Tags: #Novela epistolar

Lo que complica más mi situación es el próximo regreso de monsieur de Gercourt. ¿Habrá que romper un enlace tan ventajoso? ¿Cómo hacer la felicidad de estos muchachos si no basta tener el mejor deseo y prodigarles los mayores cuidarlos? Le agradecería mucho que me dijese lo que haría en mi lugar; no puedo tomar resolución alguna; no encuentro nada más espantoso que tener que decidir de la suerte de los demás; y lo mismo temo en esta ocasión desplegar la severidad de un juez que la debilidad de una madre.

Me reconvengo sin cesar por aumentar sus penas con el relato de las mías; pero conozco ese corazón; el consuelo que Ud. puede dar a los demás, es el más grande que puede darse a sí misma.

Adiós, mi querida y digna amiga, espero sus dos contestaciones con mucha impaciencia.

París, 13 de diciembre de 17…

CARTA CLXXI

LA SEÑORA DE ROSEMONDE AL CABALLERO DANCENY

Después de lo que usted me ha comunicado, señor, no hay más remedio que llorar y callarse. Se siente vivir aún, cuando se conocen horrores semejantes, se avergüenza una de ser mujer cuando se sabe que hay una capaz de tales demasías.

Me prestaría de buena gana, señor, por lo que a mí atañe, a dejar en el silencio y a dar al olvido todo cuanto recordase o pudiese dar lugar a tristes acontecimientos. Hasta deseo que éstos no causen a usted más dolor nunca que los inherentes a la infausta ventaja que ha logrado sobre mi sobrino. A pesar de sus extravíos, que no puedo por menos de reconocer, sé que no podré jamás consolarme de su pérdida; pero mi eterna aflicción será la única venganza que me permitiré tomar de usted. A su corazón incumbe el apreciar el valor de ella.

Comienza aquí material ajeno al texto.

PR #390, opened 2020-12-20
setup.py: install correctly if CARGO_ env vars set

davidhewitt:
On https://github.com/PyO3/pyo3/pull/1269 I currently have an issue where `CARGO_BUILD_TARGET` environment variable causes `pip install maturin` to fail because the `maturin` executable is put in an unexpected location.

This PR changes setup.py to use the `--message-format=json` output from rustc to snoop the built `maturin` binary location for installation.


konstin:
Thank you!

PR #392, opened 2020-12-22
pep517: print output on build failure

davidhewitt:
While debugging https://github.com/PyO3/pyo3/pull/1269 I learned that if the maturin pep517 build fails, no rust compiler output is shown.

This PR reworks those functions so that build output is printed even if the `maturin pep517` invocation was unsuccessful, which makes debugging errors easier!


konstin:
Thank you!

PR #394, opened 2020-12-26
Complete abi3 support with PyO3 0.13

kngwyu:
Built on #383.
- Update PyO3
- Set `PYO3_NO_PYTHON` if the target is not Windows for speeding up the build
  - I think this is OK but please let me know if you have another idea

BTW, I was planning of adding an option that changes the tag name to `cp3-abi3-...`.
But now I'm sad to know that it actually does not work with pip 😢. See https://github.com/pypa/packaging/issues/261 for more.

### DIFF
--- a/src/build_context.rs
+++ b/src/build_context.rs
@@ -27,8 +27,9 @@ pub enum BridgeModel {
     /// providing crate, e.g. pyo3.
     Bindings(String),
     /// `Bindings`, but specifically for pyo3 with feature flags that allow building a single wheel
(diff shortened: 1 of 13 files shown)


kngwyu:
I specified `abi3-py36` in `pyo3-pure` example since `cp36-abi3` wheel is installable in Python >= 3.6.

konstin:
Thank you for this pull request and all the work that went into the pyo3 part! I've added windows support on top in another branch, so I'm closing this in favor of #399.

PR #396, opened 2020-12-28
Add support for Apple Silicon macOS

LER0ever:
This PR adds support for building and developing PyO3 extensions in macOS on Apple Silicon (aarch64-apple-darwin). 
Before this PR, maturin gives out an error while guessing the current architecture on arm64 mac. 

This PR includes:

- Updates `platforms` crate to 1.1.0 to include support for Apple Silicon macOS: https://github.com/RustSec/platforms-crate/pull/32
- Sets Python Wheel filename with binary format string `macosx_11_0_arm64`, ref: https://github.com/pypa/packaging/pull/319
- Leaves the native extension suffix as it is `darwin`, ref: https://docs.python.org/3/whatsnew/3.5.html#build-and-c-api-changes

This PR does NOT include Universal 2 binary format support, and only produces native arm64 binary wheels on M1 machines.

A screenshot of before and after:

Screen Shot 2020-12-29 at 12 01 35 AM

---

<details>

```
The target whl filename will include binary format string
`macosx_11_0_arm64` as indicated in the CPython packaging PR that added
support for Apple Silicon: https://github.com/pypa/packaging/pull/319

The dot so file will have the same extension suffix as x86_64 darwin,
specified at
https://docs.python.org/3/whatsnew/3.5.html#build-and-c-api-changes

Updated `platforms` crates to 1.1.0 to include the PR for apple silicon
support, so that guessing platform will not throw an unsupported error.
Ref: https://github.com/RustSec/platforms-crate/pull/32

Signed-off-by: LER0ever <i+git@rongyi.io>
```

</details>

### DIFF
--- a/Cargo.lock
+++ b/Cargo.lock
@@ -1239,9 +1239,9 @@ dependencies = [
 
 [[package]]
 name = "platforms"
-version = "1.0.3"
+version = "1.1.0"
 source = "registry+https://github.com/rust-lang/crates.io-index"
-checksum = "cc77a3fc329982cbf3ea772aa265b742a550998bad65747c630406ee52dac425"
+checksum = "989d43012e2ca1c4a02507c67282691a0a3207f9dc67cec596b43fe925b3d325"
 
 [[package]]
 name = "podio"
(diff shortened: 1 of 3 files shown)


konstin:
Thank you!

PR #398, opened 2021-01-05
Look for `cargo.exe` on windows.

richardkiss:
This fixes a problem with bootstrapping on Windows.

### DIFF
--- a/setup.py
+++ b/setup.py
@@ -44,23 +44,25 @@ class PostInstallCommand(install):
 
     def run(self):
         source_dir = os.path.dirname(os.path.abspath(__file__))
-        executable_name = "maturin.exe" if sys.platform.startswith("win") else "maturin"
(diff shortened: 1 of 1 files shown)


konstin:
Thank you for the pull request! Could you explain when `cargo` and when `cargo.exe` are in PATH? Could there e.g. be circumstances where `cargo` worked, but `cargo.exe` doesn't?

richardkiss:
I'm not a Windows expert (or even a Windows user). I had to make this change to get `pip install maturin` to work on GitHub ci. I saw a similar branch on `maturin` vs `maturin.exe` and generalized that. Another possibility would be to use `which` on a list of potential names like `["cargo", "cargo.exe"]`, and using the first one found rather than switching on `sys.platform` which feels a bit icky.

PR #403, opened 2021-01-16
Add support for macOS universal2 wheel

messense:
Closes #402

PR #404, opened 2021-01-16
Fix building bin bindings on Apple Silicon

messense:
#403 breaks bin bindings on Apple Silicon Mac machines, found out when trying to use maturin to build [py-spy](https://github.com/benfred/py-spy)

Si usted me permite que, a mi edad, le haga una reflexión que no suele hacerse a la suya, le diré que si tuviésemos una idea clara de aquello en que la verdadera felicidad consiste, no iríamos nunca a buscarla fuera de los límites marcados por las leyes y la religión.

Puede estar seguro de que yo guardaré gustosa y fielmente el depósito que me ha confiado; pero le ruego que me autorice a no entregárselo a nadie, ni a usted mismo, señor, a menos que fuese necesario a su justificación. Me atrevo a creer que usted no desoirá este ruego, y que no querrá experimentar de nuevo, en sí mismo, cuánto se padece después de haber satisfecho aun la más justa venganza.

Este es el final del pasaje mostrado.